Chip shop chips (small portion, ~200g)

  • Calories: ~400 | Protein: ~5g
  • Chips are what they are. Have a small portion rather than skipping entirely.

Mushy peas

  • Calories: ~80 | Protein: ~5g
  • Add them. Free protein and fibre.

Skip the curry sauce (adds 100+ mostly empty calories) and go for mushy peas or gravy instead.

Total: A small fish and chips with mushy peas comes in around 700 to 800 calories with 30 to 35g of protein. Not a disaster.

General Takeaway Rules

  1. Check nutrition info before ordering. Almost every chain publishes it online. A two-minute check saves you from unknowingly eating 1,200 calories.

  2. Order protein first. Decide on your protein source, then build the rest of the meal around it. If you’re unsure how much protein you actually need, read our guide on how much protein you need per day.

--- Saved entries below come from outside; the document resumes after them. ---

PR #2498, opened 2023-10-17
Fix "has no attribute startswith"

Y-T-G:
The value needs to be converted to string first.

## Motivation

When trying to 
```python
from mmdeploy.utils import get_input_shape, load_config

deploy_cfg = 'configs/mmpretrain/classification_onnxruntime_dynamic.py'
model_cfg = 'mmpretrain/configs/resnet/resnet18_8xb32_in1k.py'

# read deploy_cfg and model_cfg
deploy_cfg, model_cfg = load_config(deploy_cfg, model_cfg)
```

the `load_config` throws an error because

```python
        if model_cfg.get('_scope_', None) == 'mmrazor'\
                or model_cfg['type'].startswith('mmrazor.'):
```

 the '`type` value is not string for the function `startswith()` to work.

## Modification

Convert `type` value to string before checking the prefix.


RunningLeon (approved):
LGTM

PR #2499, opened 2023-10-17
Fix error when default_scope is None

Y-T-G:
## Motivation

Some models don't have any default scope, which means

```
        if not DefaultScope.check_instance_created(self.experiment_name):
            self.scope = DefaultScope.get_instance(
                self.experiment_name,
                scope_name=self.model_cfg.get('default_scope'))
                )
```

returns `None` which causes an error because `scope_name` should be string.

## Modification

Convert to string while retrieving value for `scope_name`


RunningLeon:
@Y-T-G hi, thanks for your PR? could you pose your env and error log when returns `None`?

RunningLeon (approved):
LGTM

PR #2506, opened 2023-10-19
Fix pose inference on list of ndarrays

Y-T-G:
## Motivation

This fixes a missing `img_path` variable error when a list of arrays are passed to `create_input()` for pose detection.

## Modification

Initialize empty list of `img_path`s for array input.


RunningLeon (approved):
LGTM

PR #2584, opened 2023-12-01
[BUG FIX] Remove unnecessary padding during NMS 

LuukvandenBent:
## Motivation

During deployment of RtmDet-ins models, the output breaks when there are fewer predictions than the "keep_top X" setting. This is caused by padding done to the bbox but not to the masks, so when the top_k are selected, there are more bboxes than masks. This (and previous PR) is a fix for that. 

Related to https://github.com/open-mmlab/mmdeploy/issues/2571 and https://github.com/open-mmlab/mmdeploy/pull/2574.

## Modification

Removing unnecessary padding of bbox which is not done to mask.

### DIFF
--- a/mmdeploy/mmcv/ops/nms.py
+++ b/mmdeploy/mmcv/ops/nms.py
@@ -349,10 +349,6 @@ def _multiclass_nms_single(boxes: Tensor,
     dets = torch.cat([boxes, scores], dim=2)
     labels = cls_inds.unsqueeze(0)
 
-    # pad
-    dets = torch.cat((dets, dets.new_zeros((1, 1, 5))), 1)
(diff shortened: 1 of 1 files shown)


mmdeploy/mmcv/ops/nms.py
```diff
@@ -349,10 +349,6 @@ def _multiclass_nms_single(boxes: Tensor,
     dets = torch.cat([boxes, scores], dim=2)
     labels = cls_inds.unsqueeze(0)
 
-    # pad
-    dets = torch.cat((dets, dets.new_zeros((1, 1, 5))), 1)
```
RunningLeon, line 353: this padding is useful for case when `selected_indices` is zero shaped tensor.

PR #73203, opened 2021-01-25
Kabum.com.br and others

fabianski7:

image
</details>

This is a recent tracker and is growing in Brazil since the approval of LGPD (Brazilian version of GDPR)

You can find it on several local sites. Some examples in addition to the already mentioned:

<details><summary>meioemensagem.com.br</summary>

image
</details>

<details><summary>piracanjuba.com.br</summary>

image
</details>


fabianski7:
this rule will also block the cookie popup that appears on image 2

Alex-302:
In this case goadopt.io should be blocked in Tracking Protection and Annoyances filter.
Also blocked `tag.hariken.co`

PR #73389, opened 2021-01-27
zmega.com

gork7777:


zloyden (approved):

zloyden:
@gork7777 I've changed the rule a bit, because if we use a cosmetic one, you'll see a leftover. Please notice a difference and thanks for participation:)

PR #73391, opened 2021-01-27
plus.diolinux.com.br

fabianski7:


Alex-302:
Not looks as analytics
image

fabianski7:
See how much POST the script performed during the time it was open. I followed them and it seems to me to be a tracker that informs on which page there are active users and their activity time.

fabianski7:
sometimes it does not send anything, so the difference in size between the packets

PR #73460, opened 2021-01-28
elu24.ee

gork7777:


zloyden (approved):

zloyden:
I removed one rule, because it's already on the Estonian List.

PR #73469, opened 2021-01-29
more kicka** domains

wout-codes:


zloyden (changes requested):
`katfreak.*,kickasshydra.*,katbay.*` please also add specific domains without `*` to the end of each list. It's useful for Safari.

wout-codes:
Which line?

wout-codes:
By the way, there are ads in the Kicka**. Pop-ups are blocked.

zloyden (approved):

zloyden:
> I can't add all the domains. There are like over 50 domains. I only know one.

Ok, approved.


> there are ads in the Kicka**

I'll change it manually, but we really should wait for a while.

wout-codes:
Okay. This website has pop-ups with AdGuard for Windows `https://shortlinkpay.com/276a8FW`. With the AdGuard Browser Extension it's blocked. Can you figure the problem? Is it a bug in AdGuard Windows?

zloyden:
Fixed, it should be fine for the app. But after fixing it I don't have access to this site)

wout-codes:
> Fixed, it should be fine for the app. But after fixing it I don't have access to this site)

What's the problem with the app? Doesn't it support any syntax?

zloyden:
Tbh, I don't know. The website is blocked on my end. I think an additional rule was needed because of a different approach to filtering the page.

PR #73537, opened 2021-01-29
Fix/#72436 rtl.de

stanislav-atr:
#72436


AdamWr:
Extensions for Firefox and Opera can't update/download new JavaScript rules, so please remove `rtl.de` from these rules:
https://github.com/AdguardTeam/AdguardFilters/blob/8fae8684d84b998e3673b0ba42115c857a10db14/AnnoyancesFilter/sections/cookies_specific.txt#L80-L81
and add them with `!#if` directive, for example:
```
!#if (adguard_app_windows || adguard_app_mac || adguard_app_android || adguard_ext_chromium)
rtl.de#$#div[id^="sp_message_"] { display: none !important; }
rtl.de#$#html.sp-message-open { overflow: visible !important; position: static !important; margin-top: 0!important; }
!#endif
```

AdamWr (approved):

  3. Sauce on the side. This applies everywhere. Sauces are the hidden calorie bombs.

  4. Water or diet drinks. A large full-sugar drink adds 200 to 300 calories with zero nutritional value.

  5. Don’t skip meals to “save up” for takeaway. This leads to arriving starving, overeating, and feeling terrible. Eat normally during the day. If you’re trying to lose weight, understand that creating a calorie deficit is about weekly averages, not daily perfection.

  6. Log it. Snap a photo of your takeaway with Chowdown and log it like any other meal. A takeaway that’s tracked is a takeaway that fits your macros. If you prefer manual tracking, learn how to track macros for free with our complete guide. You can also check out our best free calorie counter apps comparison if you want to explore other options.

The Bottom Line

Takeaways aren’t the enemy. Ignorance about what’s in them is. When you know the numbers, you can enjoy your Friday Nando’s, your Saturday McDonald’s, or your Sunday fish and chips without guilt or guesswork.

The key is choosing protein-focused options, being smart about sides and sauces, and tracking what you eat so it fits your weekly targets. One takeaway in an otherwise well-tracked week barely affects your progress. Five untracked takeaways definitely will.

Eat the takeaway. Track the takeaway. Enjoy the takeaway. Then get back to your usual meals tomorrow.